Yeah, I placed an order on Sunday.  My assumption is that they ship one or two days a week.  So if they ship on Friday, I should receive either Monday or Tuesday.

Edit:

My order was shipped Priority on Wednesday and received on Friday.  All product was intact and wrapped well.


----------



## happy.life (Jun 5, 2008)

I ordered from their site on Sunday and it finally got 'completed' on Wednesday, I was kind of disappointed T_T. More waiting. I hope none of my eyeshadows I purchased gets cracked -crosses fingers-


----------



## mikijaychan11 (Jun 7, 2008)

I'm kinda regretting even ordering from them. I placed my order on monday and until now it's still "queuing". They already charged the items frm my credit card. So whats taking them so long? I know I live in Canada and I know shipping from US isnt that long.
I e-maild them soo lets seee.


----------



## talste (Jun 11, 2008)

Quote:

   Originally Posted by *mikijaychan11* 

 
_I'm kinda regretting even ordering from them. I placed my order on monday and until now it's still "queuing". They already charged the items frm my credit card. So whats taking them so long? I know I live in Canada and I know shipping from US isnt that long.
I e-maild them soo lets seee._

 
Let us know how you go with your order, I had another eye shadow from my order disintegrate on me when i went to swatch it, anyway here's hoping you don't have the same issues I had with them


----------



## GlamYOURUs (Jun 11, 2008)

Quote:

   Originally Posted by *Sanayhs* 

 
_I had a crappy experience the one time I ordered from them, too. It took FOREVER - and when it finally showed up, a bunch of stuff was MIA and there was a note saying some stuff was out of stock, so I had to wait for another package. Blech._

 
Me too! I don't think I will be purchasing from them again in the future. When I received my 2nd package, the pink and orange NYX jumbo pencils looked used or melted off from the tip and edges. I was not pleased at all.


----------



## AppleDiva (Jun 11, 2008)

Quote:

   Originally Posted by *mikijaychan11* 

 
_I'm kinda regretting even ordering from them. I placed my order on monday and until now it's still "queuing". They already charged the items frm my credit card. So whats taking them so long? I know I live in Canada and I know shipping from US isnt that long.
I e-maild them soo lets seee._

 
Shipping to Canada takes forever.  

I do hope that you enjoy your order.


----------



## msjovee (Jun 13, 2008)

.....


----------



## ~Zoe~ (Jun 15, 2008)

*Re: Nyx & cherryculture.com*

Quote:

   Originally Posted by *msmack* 

 
_Have you Canadian ladies tried Rexall for NYX? I find it there all the time._

 
Rexall carries some NYX products but I haven't found any stores in Toronto that carry their full line. I really love the Jumbo Pencils but majority of the in-store colours are the shimmery & pearly ones...the vibrant/matte colours I've had to buy from Cherry Culture like hot pink, orange, yellow, milk, etc. 
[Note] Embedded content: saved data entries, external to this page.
PR #1477, opened 2023-07-28
Add a temporary connection function that can specify the generated ba…

CtrlAndZ:
Add a temporary connection function that can specify the generated base URL. Because in most cases, Java programs connect to Minio through an internal network IP, but the generated temporary access link needs to be accessed through a public network.

### DIFF
--- a/api/src/main/java/io/minio/GetPresignedObjectUrlArgs.java
+++ b/api/src/main/java/io/minio/GetPresignedObjectUrlArgs.java
@@ -27,9 +27,13 @@ import java.util.concurrent.TimeUnit;
 public class GetPresignedObjectUrlArgs extends ObjectVersionArgs {
   // default expiration for a presigned URL is 7 days in seconds
   public static final int DEFAULT_EXPIRY_TIME = (int) TimeUnit.DAYS.toSeconds(7);
-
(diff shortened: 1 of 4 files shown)


balamurugana:
Any user specific logic should be outside of minio-java. Inherit required class your side.

CtrlAndZ:
> Any user specific logic should be outside of minio-java. Inherit required class your side.

This should not be the logic of user characteristics. Minio-java should provide the ability to generate temporary links that can access specified proxy servers. [After all, most of the scenarios for using temporary links are not in the intranet environment.](https://blog.csdn.net/jianzhang11/article/details/105672261)

balamurugana:
If you want to use proxy, pass custom http client as per https://minio-java.min.io/io/minio/MinioAsyncClient.Builder.html#httpClient-okhttp3.OkHttpClient-

CtrlAndZ:
> If you want to use proxy, pass custom http client as per https://minio-java.min.io/io/minio/MinioAsyncClient.Builder.html#httpClient-okhttp3.OkHttpClient-

The program is deployed in an intranet environment and cannot connect to the external network. It is not possible to use an external network proxy address to build MinioAsyncClient.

I haven't had any ordering problems with Cherry Culture but the only thing that annoys me are their horrible 'swatches' on the site. (Cherry Culture & NYX sites don't have accurate swatches). Cherry Culture doesn't even include all product swatches and if you look at some of the other brands it looks like they just copied the same swatch


----------



## xxprettyinblkxx (Sep 27, 2008)

Ugh, im growing very impatient because I placed my order on Cherry Culture on 09/15, it was processed on 09/19, and then left the Bell, CA USPS location on 09/24...I lived in Northren California, why hasn't my packaged arrived yet?! 
	

	
	
		
		

		
		
	


	




...I really hope it didn't get lost in the mail


----------



## Seeking Refuge (Sep 27, 2008)

I ordered from them last week, and although my products came very fast, I hated all of the items I received (thanks to the shitty color swatches) and because I tested them out first hoping I would change my mind, now I can't return them ... If I ever order from them again it will only ever be NYX powder products. 
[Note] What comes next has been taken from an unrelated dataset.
Issue #1522, opened 2024-01-15
Add support for specifying port of custom endpoint in IamAwsProvider


jgolda:
Currently IamAwsProvider accepts providing a custom endpoint of IMDS service. It's great for testing, but in my opinion could be further improved by allowing the class'es client to provide a custom port as well. Currently in order to setup a local testing environment the user needs to set up a mock endpoint listening on port 80, which is sometimes not acceptable (eg. collides with other services).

All the lipsticks and the glosses I ordered all have a plastic-y smell to them and tasted nasty. I've never heard of anyone else complaining about that, so I did not think it would be an issue.


----------



## enjoybeingagirl (Sep 27, 2008)

I have made two orders of about $45 with Cherry Culture.  They both processed and shipped in a reasonable amount of time.  Nothing was backordered and nothing was broken.  The first order I based off the swatches/descriptions on the site.  Out of everything I ordered, I only kept 3 of the ultra pearl manias.  Everything else I swapped or used in RAOKs.  My second order I spent a good amount of time looking at swatches on Specktra, Youtube, and other makeup sites.  I also read the reviews on Makeupalley.  I am extremely happy with everything from my second order.  I am lucky enough to be close to a boutique that sells NYX but their prices are a lot more expensive than Cherry Culture.  One eye shadow is about $6 compared to $2-3 on Cherry Culture.  I wish more brick and mortar stores had NYX at decent prices.


----------



## JolieFemme (Sep 27, 2008)

The quick short version.  I placed an order with cherry culture and received damaged products. I emailed them many times. They did nothing except ask for pictures and treat me as if I was lying.  They finally decided to refund my shipping in the form of a gift card. I placed a second order because I wanted to get rid of the gift card. More damaged goods, including a lip gloss that leaked. It's not a lot of money maybe $11 from both orders but I'm still upset about it. Any ideas of what I can do? Other than emailing them again? I really don't want to call the 1800 number...


----------



## blindpassion (Sep 27, 2008)

Try Save on Foods if you have one in your city
I live in Canada and we have one in the city I live in
They sell NYX.


----------



## Distinque (Oct 20, 2008)

Well this is my first time ordering from Cherry Culture and I think it's going to be my last. I placed my order on 09/27 and it's now 10/20! I keep checking the status of it on USPS and it's been stuck in California for a week! I swear its going to take a whole month to receive the items. Also, their customer service number sucks. No one answers at all, I had to contact them via email because the tracking no. they gave me was incomplete so I couldn't track my order.


----------



## Shadowy Lady (Oct 20, 2008)

I also ordered from Cherry Culture this year and as I live in Canada, it took ages and by that I mean more than a month for my order to get here. I have ordered from the USA before and it never took this long so I emailed them to ask about it after 3 weeks. What they said was that Canada post probably lost my package and that they didn't want anything to do with it. I was really pissed but the day after I actually got my package. Everything was good except one pearl mania was missing. I wasn't impressed that they were trying to blame Canada Post!!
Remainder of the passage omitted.